# Eheim 2217... still... rattling



## snafuspyramid (May 27, 2010)

I've tried everything.

Checked and cleaned the hoses; tried running without any media at all; cleaned and replaced the impeller, the bushings, the ceramic shaft, and the O-ring; and applied vaseline to all the seals and moving parts.

It's not a priming issue; the sound continues four months after the canister was last opened.

It's a low-level rattling/grinding noise. It doesn't seem to be affecting flow rate, it's just seriously annoying for a filter that is supposedly super-quiet and reliable. 

Any other ideas?

Oh, and it's outside warranty.


----------



## Disco Dan (Mar 17, 2011)

Remove the impeller and stick your little finger in the hole - see if you can feel any imperfections. Shine a light in there and take a good look.


----------



## trap (Apr 10, 2010)

I had this exact thing happen to mine. I pulled the ceramic shaft and flipped it end for end, and the noise stopped. Hope it works for you too.


----------



## Franzi (Dec 7, 2009)

Is the canister empty (no water) when you have everything hooked up and in place? I had issues too cuz I wasn't priming correctly. I always had the canister full of water, then plugged it in. Only when I set it up empty, then sucked on the outflow, did everything work noise-free.


----------



## 150EH (Dec 6, 2004)

How old is the filter??? If the impeller has the smallest nick (magnet) it will rattle, if it's loose on the ceramic rod it will rattle, if it's old the rubber bushings on the end of the rod will compress and the impeller locking bar will not be tight, it may rattle. I just replaced my impellers, rod, bushings, 7 - 8 years old and it makes a big difference, btw Big Als had the best price.


----------



## snafuspyramid (May 27, 2010)

The filter isn't old - eighteen months - and I always prime the canister from empty.

I recently replaced the impeller, as well as both bushings, with no improvement. There is no damage to the impeller shaft (which is around eight months old) nor the impeller magnet. I haven't yet checked the inside of the casing.


----------



## 150EH (Dec 6, 2004)

That's a young filter and should have no problems with the impellers. The only other time I've had this problem was with an air lock in the system. I fill my canister at the sink (no Chlorine, well water) and rock it back and forth to get out all of the air and refill as needed, I use the quick connect ends so I can close them, then I do the hook up and only open one valve at each end so one remains closed at each end, then I plug it in and open the valve on the intake side (bottom) and open the valve on the exhaust end and sometimes I will still get air and even slow movement, so I will close a valve on the exhaust end and some what quickly re-open it, sometimes 2 or 3 times and I'm good.
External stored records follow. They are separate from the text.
PR #1466, opened 2021-05-14
Allows enqueueing by the cli

### LINKED ISSUE #372: Script to enqueue command
[django-rq](https://github.com/ui/django-rq) now has a [rqenqueue](https://github.com/ui/django-rq/blob/master/django_rq/management/commands/rqenqueue.py) command that allows you to easily schedule jobs via command line:

``` python
python manage.py rqenqueue queue_name "path.to.job" "arg1" "arg2"
```

We'll obviously need to make some changes to allow users to specify queue configurations but I think this will be useful to have in RQ.

rpkak:
closes #372


selwin:
This is a good idea :). Feel free to ping me again when this PR is finished.

rpkak:
Ok @selwin, it's finished.

selwin:
@rpkak I'll review this when I have more time in the coming days. Thanks for working on this!

rq/cli/cli.py
```diff
@@ -303,3 +306,51 @@ def resume(cli_config, **options):
...
+@click.option('--failure-ttl', help='Specifies how long failed jobs are kept.')
+@click.option('--description', help='Additional description of the job')
+@click.option('--depends-on', help='Specifies another job id that must complete before this job will be queued.',
+              multiple=True)
+@click.option('--job-id', help='The id of this job')
+@click.option('--at-front', is_flag=True, help='Will place the job at the front of the queue, instead of the back')
+@click.option('--retry-max', help='Maximum amound of retries', default=0, type=int)
+@click.option('--retry-interval', help='Interval between retries in seconds', multiple=True, type=int, default=[0])
+@click.option('--schedule-in', help='Timedelta in what the function is enqueued.')
+@click.option('--schedule-at', help='Time in what the function is enqueued.')
```
selwin, line 326: Can we add an example of what kind of format is expected here?

rq/cli/cli.py
```diff
@@ -303,3 +306,51 @@ def resume(cli_config, **options):
...
+@click.option('--ttl', help='Specifies the maximum queued time of the job before it’s discarded.')
+@click.option('--failure-ttl', help='Specifies how long failed jobs are kept.')
+@click.option('--description', help='Additional description of the job')
+@click.option('--depends-on', help='Specifies another job id that must complete before this job will be queued.',
+              multiple=True)
+@click.option('--job-id', help='The id of this job')
+@click.option('--at-front', is_flag=True, help='Will place the job at the front of the queue, instead of the back')
+@click.option('--retry-max', help='Maximum amound of retries', default=0, type=int)
+@click.option('--retry-interval', help='Interval between retries in seconds', multiple=True, type=int, default=[0])
+@click.option('--schedule-in', help='Timedelta in what the function is enqueued.')
```
selwin, line 325: This should specify that `Schedule job to be enqueued in X seconds`.

rq/cli/cli.py
selwin: Something like `Schedule job to be enqueued at a certain time e.g <format>`

rq/cli/helpers.py
```diff
@@ -198,6 +200,74 @@ def setup_loghandlers_from_args(verbose, quiet, date_format, log_format):
...
 
+def job_func(func, args, kwargs):
+    try:
+        importlib.import_module(func)  # execute file
+    except ImportError:
+        return import_attribute(func)(*args, **kwargs)
+
+
+def cast_element(element, arg_type):
+    if arg_type == bool:
```
selwin, line 211: When do we need to cast booleans from CLI arguments? I think in CLI context we should use something like `--at-front` so we shouldn't need to parse `true` or `false`

rpkak: `cast_element` is not used for something like `--at-front`, but is used [here](https://github.com/rq/rq/blob/809395edbc10c3d46f7477937abe6e80a388479e/rq/cli/helpers.py#L244) for casting the args of the function you want to call.

```
rq enqueue path.to.func --boolean true
```

will call `path.to.func` with the boolean `True` as arg.

selwin: So what I mean is that we shouldn't have a CLI argument with this kind of signature.

* `rq enqueue path.to.func --at-front true`
* `rq enqueue path.to.func --at-front false`

The two commands above can be better expressed as `rq enqueue path.to.func --at-front`

So I don't want to support a use case where the user passed a boolean as CLI argument.

rpkak: I have implemented `--at-front` and `--quiet` as simple click.option with `is_flag=true`.

So if you want to enqueue at front you can call:

```
eq enqueue path.to.func --at-front
```

If you want to enqueue at front with `False` as an argument, you can call:

```
eq enqueue path.to.func --at-front --bool false
```

rpkak:
Any changes for this PR?

rq/cli/helpers.py
selwin: You shouldn't need to call `rq enqueue path.to.func --at-front --bool false` because this is the default behavior.

So if you want to enqueue at front you can call `enqueue path.to.func --at-front` (like you mentioned). Otherwise it should be simply `rq enqueue path.to.func`, no boolean argument necessary.

rpkak: `--boolean` is used for the same as `--int` or `--float`.

`--boolean` is used if you want to add an argument to the function you want to enqueue.

How you can see here `--at-front` is a click option and `--boolean` has no effect to it.

https://github.com/rq/rq/blob/2741c3bf50d4b2a2fae5051690a2c31d552c68b3/rq/cli/cli.py#L322

Here a simple example:

Python:
```python
def func(arg=None):  # path.to.func
    print(arg)
    print(type(arg))
```


Then execute:

```
$ rq enqueue path.to.func --boolean false
```
And it returns:
```
12:14:18 default: path.to.func(False) (97fbe646-4414-427d-9dac-0e3b136d9208)
False
<class 'bool'>
12:14:18 default: Job OK (97fbe646-4414-427d-9dac-0e3b136d9208)
12:14:18 Result is kept for 500 second
```

So you see, that the argument is `False` as a boolean.

But executing:
```
$ rq enqueue path.to.func
```
returns:
```
12:15:58 default: path.to.func() (6be872b6-aaf6-4cf7-b354-84c7229b9827)
None
<class 'NoneType'>
12:15:58 default: Job OK (6be872b6-aaf6-4cf7-b354-84c7229b9827)
12:15:58 Result is kept for 500 seconds
```

So this time there is no argument so the python functions is called without any args and `None`, specifiered in the header of the function, is taken as the default arg of the function.

For all this examples you could add `--at-front` without anything after it to enqueue the job at front.

selwin: Sorry for being dense, now I get it. So the problem is actually passing args/kwargs to the callable itself.

Are you ok if we merge this in without the capability to pass in args/kwargs first to the callable?

If we do support this, I want our CLI API to be similar to https://httpie.io . Take a look at how they handle [non string JSON fields](https://httpie.io/docs#non-string-json-fields).

I'm not sure how easy or difficult it would be to achieve though.

rpkak: Ok, I implement:

<table><thead><tr><th></th><th>keyword</th><th>no keyword</th></tr></thead><tbody><tr><td>string</td><td rowspan="2">Like <a href="https://httpie.io/docs#non-string-json-fields">this</a></td><td>Just the value</td></tr><tr><td>json</td><td><code>:value</code><br>(e.g. <code>:1</code> would be <code>1</code> as an integer.)</td></tr></tbody></table>

rpkak: With `\` as escape char

rpkak: So `:` and `=` are not allowed to be in keywords

selwin: One way we can go about this is to use [ast.literal_eval()](https://docs.python.org/3/library/ast.html#ast.literal_eval) to safely evalute inputs.

`literal_eval()` supports strings, bytes, numbers, tuples, lists, dicts, sets, booleans, and None so this should be good enough. So we basically support whatever `literal_eval()` supports.

selwin: Do you mind documenting this feature too so people know how to use it? The docs are under `/docs` directory.

selwin: Thinking further about this, can we just pass every args/kwargs passed to `enqueue` via `literal_eval()`? So we can avoid the unfamiliar `:=` altogether.

selwin: The goal is to be able to do something like this:

```sh
rq enqueue path.to.func --at-front --result-ttl 60 my_number=1 my_string=abc123
```

`at-front` and `result-ttl` are `enqueue` arguments while `my_number` and `my_string` will be passed to `func`.

rpkak: The problem with `literal_eval()` is that passing `abc123` fails, because it should be `'abc123'`. But passing this in e.g. bash or zsh fails as well because the shell parses `'abc123'` to `abc123`. So you would have to pass `\'abc123\'` or `'"abc123"'`. So I think the current version with `key:=json_value` or `:json_value` is more understandable and simpler to use.

> The goal is to be able to do something like this:
> 
> ```shell
> rq enqueue path.to.func --at-front --result-ttl 60 my_number=1 my_string=abc123
> ```
> 
> `at-front` and `result-ttl` are `enqueue` arguments while `my_number` and `my_string` will be passed to `func`.

After the latest commit that should work except that `my_number` will be parsed as a string so you have to change this to `my_number:=1`.

rpkak: Please write me if I should change `json.loads` to `ast.literal_eval`.

With that you would have the `:=` as well, but you would have access to for example sets or tuples.

rpkak: > Do you mind documenting this feature too so people know how to use it? The docs are under `/docs` directory.

No, but after we discussed how this should actually work.

rpkak: I think the best would be to support both `json.loads` and `ast.literal_eval` because `ast.literal_eval` is more functional but `json.loads` is more standardized. Maybe `ast.literal_eval` could be accessed with changeing `key#=value` and `#value`.

rq/cli/helpers.py
```diff
@@ -198,6 +201,54 @@ def setup_loghandlers_from_args(verbose, quiet, date_format, log_format):
...
+def job_func(func, args, kwargs):
+    try:
+        importlib.import_module(func)  # execute file
+    except ImportError:
+        return import_attribute(func)(*args, **kwargs)
+
+
+def parse_function_arg(argument):
+    if argument.startswith(':'):  # no keyword, json
+        return None, loads(argument[1:])
```
selwin, line 213: Can we use [literal_eval()](https://docs.python.org/3/library/ast.html#ast.literal_eval) instead of JSON to evaluate the arguments?

It's better this way since this is native to Python so we can do:
```
{"key": True}
```
Instead of converting it to JSON like such:
```
{"key": True}
```

I know I suggested we look to httpie for inspiration, but they chose JSON because it's native to how HTTP works.

rpkak: > Can we use [literal_eval()](https://docs.python.org/3/library/ast.html#ast.literal_eval) instead of JSON to evaluate the arguments?

Like I mentioned [here](https://github.com/rq/rq/pull/1466#discussion_r651275396) I would prefer this updated version of [this comment](https://github.com/rq/rq/pull/1466#discussion_r650510889) (Not implemented yet):

This would support both `json.loads` and `ast.literal_eval`.

| | keyword | no keyword |
|-|-|-|
| string | `[key]=[value]` | `[value]`<br>Should not be used if you can't ensure, that the string doesn't contains `:`, `=` or `@`. |
| json | `[key]:=[value]` | `:[value]` |
| ast.literal_eval | `[key]#=[value]` | `#[value]` |

Please write me if I souldn't implement this.

> 
> It's better this way since this is native to Python so we can do:
> 
> [...]
> 
> I know I suggested we look to httpie for inspiration, but they chose JSON because it's native to how HTTP works.

That's true, but if you call this command from another programm, because it is not written in python, I don't think there's any python-eval serializer, but there are json serializers in many programming languages.

rpkak:
@selwin Can you please write me if it's ok now. I implement [this](https://github.com/rq/rq/pull/1466#discussion_r652731913) so both json and literal eval are supported.

rq/cli/helpers.py
```diff
@@ -198,6 +202,82 @@ def setup_loghandlers_from_args(verbose, quiet, date_format, log_format):
...
 
+def job_func(func, args, kwargs):
+    try:
+        importlib.import_module(func)  # execute file
+    except ImportError:
+        return import_attribute(func)(*args, **kwargs)
+
+
+def parse_function_arg(argument):
+    mode = 0  # 0: text, 1: json, 2: literal_eval (python)
```
selwin, line 213: We should just remove modes 1 (plain text) and 2 (json). We shouldn't need to give other options, since we're executing Python code, using `literal_eval()` makes the most sense. This should simplify both the implementation and documentation.

We just need to explain that all args/kwargs will be interpreted as Python.

rpkak: Yes we are executing python, but this cli may be called by other programms (not just shells), which have native json support. Also using strings if you are calling from shell is not very convenient. For example the literal-eval of `'abc'` is `abc` but if your just executing `echo 'test'` in your bash or zsh, you see that your shell parses this to just `test` (not `'test'`) which will throw an error.

selwin: > Yes we are executing python, but this cli may be called by other programms (not just shells), which have native json support.

Yes but the enqueue process will be done from within Python anyway, right? So I don't think supporting JSON makes sense here as they need to be loaded from JSON string to Python objects anyway. So I'm firm on removing JSON support here as it doesn't make sense to have this layer of indirection.

> Also using strings if you are calling from shell is not very convenient. For example the literal-eval of 'abc' is abc but if your just executing echo 'test' in your bash or zsh, you see that your shell parses this to just test (not 'test') which will throw an error.

This is a good point, since this is a CLI, we want this to behave well in the CLI world. Then let's just allow two flavors, text and Python which is evaluated using `literal_eval()`.

Thanks for your input and hard work, sorry this is taking a while.

rpkak: > Yes but the enqueue process will be done from within Python anyway, right?

I don't think so. From python you wouldn't call the cli, because you have the `queue.enqueue` method.

But if you want to enqueue a function for example with node.js (or most other languages), you could make a json from your object and pass it to the cli.

selwin: Alright then, I agree about this in principle, let me review this again to see where we can streamline things.

docs/docs/index.md
```diff
@@ -103,6 +103,64 @@ q.enqueue('my_package.my_module.my_func', 3, 4)
...
+* Execute a function: dot-separated string of package, module and function (Just like
+    passing a string to `queue.enqueue()`).
+* Execute a python file: dot-separated pathname of the file. Because it is technically
+    an import `__name__ == '__main__'` will not work.
+
+#### Arguments:
+
+| | plain text | json | [literal-eval](https://docs.python.org/3/library/ast.html#ast.literal_eval) |
+|-|-|-|-|
+| keyword | `[key]=[value]` | `[key]:=[value]` | `[key]#=[value]` |
```
selwin, line 150: Can we give a few examples of how we can enqueue things with JSON or Python objects?

rq/cli/helpers.py
```diff
@@ -198,6 +202,82 @@ def setup_loghandlers_from_args(verbose, quiet, date_format, log_format):
...
+        if keyword is not None:
+            if keyword in kwargs:
+                raise click.BadParameter('You can\'t specify multiple values for the same keyword.')
+            kwargs[keyword] = value
+        else:
+            args.append(value)
+    return args, kwargs
+
+
+def parse_schedule(schedule_in, schedule_at):
```
selwin, line 272: Can we have a test case for this utility function?

rq/cli/cli.py
```diff
@@ -303,3 +307,53 @@ def resume(cli_config, **options):
...
+    if retry_max > 0:
+        retry = Retry(retry_max, retry_interval)
+
+    schedule = parse_schedule(schedule_in, schedule_at)
+
+    with Connection(cli_config.connection):
+        queue = cli_config.queue_class(queue)
+
+        if schedule is None:
+            job = queue.enqueue_call(job_func, (function, args, kwargs), {}, timeout, result_ttl, ttl, failure_ttl,
```
selwin, line 351: I'm not sure why we're enqueueing `job_func`, we should enqueue `function` that's passed in by the user instead.

rq/cli/helpers.py
selwin, line 213: Let's create a `ParsingMode` enum for this.

rq/cli/helpers.py
```diff
@@ -198,6 +202,82 @@ def setup_loghandlers_from_args(verbose, quiet, date_format, log_format):
...
 
 
+def job_func(func, args, kwargs):
+    try:
+        importlib.import_module(func)  # execute file
+    except ImportError:
+        return import_attribute(func)(*args, **kwargs)
+
+
+def parse_function_arg(argument):
```
selwin, line 212: We'll need a testcase for this function that thoroughly tests all possibilities so we know this is correct.

rq/cli/helpers.py
```diff
@@ -198,6 +202,82 @@ def setup_loghandlers_from_args(verbose, quiet, date_format, log_format):
...
+
+def parse_function_args(arguments):
+    args = []
+    kwargs = {}
+
+    for argument in arguments:
+        try:
+            keyword, value = parse_function_arg(argument)
+        except JSONDecodeError:
+            raise click.BadParameter('Couldn\'t parse json.')
```
selwin, line 259: `Unable to parse <keyword> as JSON`.

rq/cli/helpers.py
```diff
@@ -198,6 +202,82 @@ def setup_loghandlers_from_args(verbose, quiet, date_format, log_format):
...
+        except (ValueError, SyntaxError):
+            raise click.BadParameter(
+                'Could not eval. View: https://docs.python.org/3/library/ast.html#ast.literal_eval')
```
selwin, line 262: `Unable to eval <keyword> as Python object. See https://docs.python.org/3/library/ast.html#ast.literal_eval`

rq/cli/cli.py
rpkak: If you look at `job_func`, you see that it allows you to execute a python file

docs/docs/index.md
rpkak: Where do you mean? In the docs?

selwin: Yes.

rq/cli/cli.py
selwin: Then we should build this into `enqueue_call` proper. I think it's better if we merge this in in a separate PR.

rq/cli/helpers.py
rpkak: I changed `#` to `%` because # will start a comment in .

rq/cli/cli.py
rpkak: I don't think enqueueing an executable python file from python does make much sence so I implemented this only for the cli.

@selwin Please write if I should remove this from this PR.

selwin: Sorry for the late reply. Yes, I think better to remove the ability to enqueue an executable Python file. Thanks.

docs/docs/index.md
```diff
@@ -201,6 +201,84 @@ def report_failure(job, connection, type, value, traceback):
...
+
+Where `[key]` is the keyword and `[value]` is the value which is parsed with the corresponding
+parsing method.
+
+If the first character of `[value]` is `@` the subsequent path will be read.
+
+##### Examples:
+
+* In `rq enqueue path.to.func abc` the argument will be passed as a string without keyword.
+* In `rq enqueue path.to.func abc=def` `def` will be passed as a string with `abc` as keyword.
```
selwin, line 259: I still find this to be confusing to read, maybe we show the resulting call in Python? So:
`rq enqueue path.to.func abc=def` -> `queue.enqueue(path.to.func, abc="def")`

rpkak: Only this line or all lines?

rpkak: There's not an python oneliner option for all the examples.

selwin:
Sorry for the late reply, I've been sick for the past few weeks.

docs/docs/index.md
```diff
@@ -201,6 +201,84 @@ def report_failure(job, connection, type, value, traceback):
...
+* In `rq enqueue path.to.func 'key%=1, 2'` the argument will be parsed using literal-eval to the tuple
+    `(1, 2)` and passed with `key` as keyword.
+* `rq enqueue path.to.func @path/to/file` will read the content of `path/to/file` and pass it as a
+    string without keyword.
+* `rq enqueue path.to.func key=@path/to/file` will read the content of `path/to/file` and pass it as a
+    string with `key` as keyword.
+* `rq enqueue path.to.func :@path/to/file.json` will read the content of `path/to/file.json`, parse it
+    and pass it without keyword.
+* `rq enqueue path.to.func key:=@path/to/file.json` will read the content of `path/to/file.json`, parse
+    it and pass it with `key` as keyword.
```
selwin, line 275: Can we give a Python equivalent for each example? Like what you did in point number 2, the format is great (i.e `rq enqueue path.to.func ... -> queue.enqueue(...)`

docs/docs/index.md
```diff
@@ -201,6 +201,75 @@ def report_failure(job, connection, type, value, traceback):
...
+* `rq enqueue path.to.func abc` -> `queue.enqueue(path.to.func, args=['abc'])`
+* `rq enqueue path.to.func abc=def` -> `queue.enqueue(path.to.func, kwargs={'abc': 'def'})`
+* `rq enqueue path.to.func ':{"json": "abc"}'` -> `queue.enqueue(path.to.func, args=[{'json': 'abc'}])`
+* `rq enqueue path.to.func 'key:={"json": "abc"}'` -> `queue.enqueue(path.to.func, kwargs={'key': {'json': 'abc'}})`
+* `rq enqueue path.to.func '%1, 2'` -> `queue.enqueue(path.to.func, args=[(1, 2)])`
+* `rq enqueue path.to.func 'key%=1, 2'` -> `queue.enqueue(path.to.func, kwargs={'key': (1, 2)})`
+* `rq enqueue path.to.func @path/to/file` -> `queue.enqueue(path.to.func, args=[open('path/to/file', 'r').read()])`
+* `rq enqueue path.to.func key=@path/to/file` -> `queue.enqueue(path.to.func, kwargs={'key': open('path/to/file', 'r').read()})`
+* `rq enqueue path.to.func :@path/to/file.json` -> `queue.enqueue(path.to.func, args=[json.loads(open('path/to/file.json', 'r').read())])`
+* `rq enqueue path.to.func key:=@path/to/file.json` -> `queue.enqueue(path.to.func, kwargs={'key': json.loads(open('path/to/file.json', 'r').read())})`
```
selwin, line 267: Looking at the examples, I think the way CLI arguments are parsed is confusing. We shouldn't implicitly put CLI arguments into `args` or `kwargs`.

For example:

`rq enqueue path.to.func abc` should translate to  `queue.enqueue(path.to.func, 'abc')` (currently `queue.enqueue(path.to.func, args=['abc'])`)

`rq enqueue path.to.func 'key:={"json": "abc"}'` should translate to `queue.enqueue(path.to.func, key={'json': 'abc'})`

So if I wanted ``queue.enqueue(path.to.func, kwargs={'json': 'abc'})`` as a result, I should be doing this on the CLI: 
`rq enqueue path.to.func kwargs:='{"json": "abc"}'`

rpkak: Because of [parse_args()](https://github.com/rq/rq/blob/5cbf16a75922cd64eebbb7f52002c0feaf9bae09/rq/queue.py#L455) all my examples work and `queue.enqueue(path.to.func, kwargs={'json': 'abc'})` has the same result as `queue.enqueue(path.to.func, json='abc')`:

https://github.com/rq/rq/blob/5cbf16a75922cd64eebbb7f52002c0feaf9bae09/rq/queue.py#L486-L489

But I change it

docs/docs/index.md
```diff
@@ -201,6 +201,75 @@ def report_failure(job, connection, type, value, traceback):
...
+parsing method.
+
+If the first character of `[value]` is `@` the subsequent path will be read.
+
+##### Examples:
+
+* `rq enqueue path.to.func abc` -> `queue.enqueue(path.to.func, 'abc')`
+* `rq enqueue path.to.func abc=def` -> `queue.enqueue(path.to.func, abc='def')`
+* `rq enqueue path.to.func ':{"json": "abc"}'` -> `queue.enqueue(path.to.func, {'json': 'abc'})`
+* `rq enqueue path.to.func 'key:={"json": "abc"}'` -> `queue.enqueue(path.to.func, key={'json': 'abc'})`
```
selwin, line 261: The syntax should be `rq enqueue path.to.func key:='{"json": "abc"}'`, similar to how httpie does it.

docs/docs/index.md
```diff
@@ -201,6 +201,75 @@ def report_failure(job, connection, type, value, traceback):
...
+* `rq enqueue path.to.func '%1, 2'` -> `queue.enqueue(path.to.func, (1, 2))`
```
selwin, line 262: Can we give another example using literal_eval by passing Python boolean and `None`? This should make it clearer.

docs/docs/index.md
```diff
@@ -201,6 +201,75 @@ def report_failure(job, connection, type, value, traceback):
...
+* `rq enqueue path.to.func 'key%=1, 2'` -> `queue.enqueue(path.to.func, key=(1, 2))`
+* `rq enqueue path.to.func @path/to/file` -> `queue.enqueue(path.to.func, open('path/to/file', 'r').read())`
+* `rq enqueue path.to.func key=@path/to/file` -> `queue.enqueue(path.to.func, key=open('path/to/file', 'r').read())`
+* `rq enqueue path.to.func :@path/to/file.json` -> `queue.enqueue(path.to.func, json.loads(open('path/to/file.json', 'r').read()))`
+* `rq enqueue path.to.func key:=@path/to/file.json` -> `queue.enqueue(path.to.func, key=json.loads(open('path/to/file.json', 'r').read()))`
```
selwin, line 267: Also, can we make sure each of these examples have a corresponding test case? Just want to be sure that everything works as documented.

docs/docs/index.md
rpkak: Both `key:='{"json": "abc"}'` and `'key:={"json": "abc"}'` are parsed to `key:={"json": "abc"}` by the shell. The `'` avoids that the shell escapes at the `"` and makes the shell parse this as one argument even though there is a space in this arg.

Try

```
echo key:='{"json": "abc"}'
```

and

```
echo 'key:={"json": "abc"}'
```

in the shell.

selwin: Yes, but `key:='{"json": "abc"}'` makes more syntactical sense (`key` being the keyword and what's after `:=` is what's parsed as JSON), so this is what I want to explain.

docs/docs/index.md
```diff
@@ -260,6 +260,8 @@ If the first character of `[value]` is `@` the subsequent path will be read.
 * `rq enqueue path.to.func ':{"json": "abc"}'` -> `queue.enqueue(path.to.func, {'json': 'abc'})`
 * `rq enqueue path.to.func 'key:={"json": "abc"}'` -> `queue.enqueue(path.to.func, key={'json': 'abc'})`
 * `rq enqueue path.to.func '%1, 2'` -> `queue.enqueue(path.to.func, (1, 2))`
+* `rq enqueue path.to.func '%None'` -> `queue.enqueue(path.to.func, None)`
+* `rq enqueue path.to.func '%True'` -> `queue.enqueue(path.to.func, True)`
 * `rq enqueue path.to.func 'key%=1, 2'` -> `queue.enqueue(path.to.func, key=(1, 2))`
```
selwin, line 265: Please change this to `key%='(1, 2)'` along with the tests.

docs/docs/index.md
```diff
@@ -260,6 +260,8 @@ If the first character of `[value]` is `@` the subsequent path will be read.
 * `rq enqueue path.to.func ':{"json": "abc"}'` -> `queue.enqueue(path.to.func, {'json': 'abc'})`
 * `rq enqueue path.to.func 'key:={"json": "abc"}'` -> `queue.enqueue(path.to.func, key={'json': 'abc'})`
 * `rq enqueue path.to.func '%1, 2'` -> `queue.enqueue(path.to.func, (1, 2))`
+* `rq enqueue path.to.func '%None'` -> `queue.enqueue(path.to.func, None)`
+* `rq enqueue path.to.func '%True'` -> `queue.enqueue(path.to.func, True)`
```
selwin, line 264: Could you please add another example, along with tests for passing in a Python dict?
```
rq enqueue path.to.func key%='{"foo": True}'` -> `queue.enqueue(path.to.func, key={"foo": True})
```

docs/docs/index.md
rpkak: Should I change this?

docs/docs/index.md
```diff
@@ -201,6 +201,78 @@ def report_failure(job, connection, type, value, traceback):
 Failure callbacks are limited to 60 seconds of execution time.
 
 
+### CLI Enqueueing
+
```
selwin, line 205: Can you add this `_New in version 1.10.0._` ?

selwin:
Aside from the small doc fix, I think this PR is good to go. Thanks for the effort, this is an incredible PR!

rq/cli/cli.py
```diff
@@ -303,3 +307,53 @@ def resume(cli_config, **options):
...
+@click.option('--retry-max', help='Maximum amound of retries', default=0, type=int)
+@click.option('--retry-interval', help='Interval between retries in seconds', multiple=True, type=int, default=[0])
+@click.option('--schedule-in', help='Delay until the function is enqueued (e.g. 10s, 5m, 2d).')
+@click.option('--schedule-at', help='Schedule job to be enqueued at a certain time formatted in ISO 8601 without '
+              'timezone (e.g. 2021-05-27T21:45:00).')
+@click.option('--quiet', is_flag=True, help='Only logs errors.')
+@click.argument('function')
+@click.argument('arguments', nargs=-1)
+@pass_cli_config
+def enqueue(cli_config, queue, timeout, result_ttl, ttl, failure_ttl, description, depends_on, job_id, at_front,
```
joshcoden, line 333: Should this also allow for passing in a custom serializer?

selwin: Yes, but I think this can be added in the next PR. I'll merge this PR in since this has been WIP for quite a while. Thanks @rpkak !

PR #1472, opened 2021-05-20
Add environment variables for connection

### LINKED ISSUE #1342: Default environment variables
Make worker to read default environment variables such as 
> REDIS_SERVER
> REDIS_PORT
> REDIS_USER
> REDIS_PASSWORD

...

when launching by 
> rq worker

rpkak:
Use same variable names as in config file.

fix #1342

### DIFF
--- a/rq/cli/helpers.py
+++ b/rq/cli/helpers.py
@@ -15,7 +15,7 @@ from redis.sentinel import Sentinel
 from rq.defaults import (DEFAULT_CONNECTION_CLASS, DEFAULT_JOB_CLASS,
                          DEFAULT_QUEUE_CLASS, DEFAULT_WORKER_CLASS)
 from rq.logutils import setup_loghandlers
-from rq.utils import import_attribute, string_types
+from rq.utils import import_attribute
 from rq.worker import WorkerStatus
 
 red = partial(click.style, fg='red')
--- a/rq/cli/helpers.py
+++ b/rq/cli/helpers.py
@@ -50,14 +50,13 @@ def get_redis_from_config(settings, connection_class=Redis):
         return sn.master_for(master_name)
 
     ssl = settings.get('REDIS_SSL', False)
-    if isinstance(ssl, string_types):
+    if isinstance(ssl, str):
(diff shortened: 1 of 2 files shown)


rq/cli/helpers.py
```diff
@@ -48,12 +49,22 @@ def get_redis_from_config(settings, connection_class=Redis):
         sn = Sentinel(instances, socket_timeout=socket_timeout, password=password, db=db)
         return sn.master_for(master_name)
 
+    ssl = settings.get('REDIS_SSL', False)
+    if isinstance(ssl, string_types):
```
selwin, line 53: Can we use `str` instead of `string_types`? We no longer need to support Python 2.

rq/cli/helpers.py
```diff
@@ -48,12 +49,22 @@ def get_redis_from_config(settings, connection_class=Redis):
...
+        if ssl.lower() in ['y', 'yes', 't', 'true']:
+            ssl = True
+        elif ssl.lower() in ['n', 'no', 'f', 'false', '']:
+            ssl = False
+        else:
+            raise ValueError('REDIS_SSL is a boolean and must be \'y\', \'yes\', \'t\', \'true\', \'n\', \'no\', '
```
selwin, line 59: I think the error message could be a bit simpler. We can just say `REDIS_SSL is a boolean and must be "True" or "False"`

selwin:
While we're in the topic of reading environment variables, do you mind adding an optional `RQ_` prefix when reading from environment variables? Currently `REDIS_HOST` may already be used by other libraries too and sometimes this could create conflicts.

rq/cli/helpers.py
```diff
@@ -14,7 +15,7 @@
 from rq.defaults import (DEFAULT_CONNECTION_CLASS, DEFAULT_JOB_CLASS,
                          DEFAULT_QUEUE_CLASS, DEFAULT_WORKER_CLASS)
 from rq.logutils import setup_loghandlers
-from rq.utils import import_attribute
+from rq.utils import import_attribute, string_types
```
selwin, line 18: Can you remove `string_types` from this line?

I know I'm going to hear it now but I tried Eheim's way and didn't like it, besides I've been priming construction trash water pumps since I was 17. I hope you get it figured out soon, good luck

PS. do you ever clean the little hole in the filter head that leads to the impeller seat with a pipe cleaner, I really don't know what it does but I always clean it.


----------



## Disco Dan (Mar 17, 2011)

Sounds like you have tried everything - at that age I would be thinking about returning it to manufacturer under the warranty (with proof of purchases of all your attempts).


----------



## snafuspyramid (May 27, 2010)

I can't return it, I bought it second hand. (It was perfectly silent when I bought it; and I purchased it from a trusted source).

I can't find any imperfections in the impeller cavity, except for barely detectable hair-thin scratches. I doubt very much they're significant enough to be the cause of the problem.

I checked that the impeller shaft was straight against a steel ruler, and it is. There are no scratches or imperfections.

The rattle is not the loud, clunking rattle you hear when bubbles are in the filter; it's a much higher pitched, constant rattle.

I also tried putting more filter floss in (I've heard that the grate will vibrate against the head with insufficient media) with no success.

Running the filter head with no canister or water causes it to rattle awfully, but I imagine this is what to expect?


----------



## snafuspyramid (May 27, 2010)

(Bump)


----------



## snafuspyramid (May 27, 2010)

Figured it out.

I swapped the impeller shaft and bushings into another Classic.

Now the rattle has moved to the other filter.

I really can't see what's wrong with the shaft - it's dead straight, and without any imperfection I can see - and the bushings are new and unworn, but I guess that means that replacing those parts is the answer.

Cheers guys


----------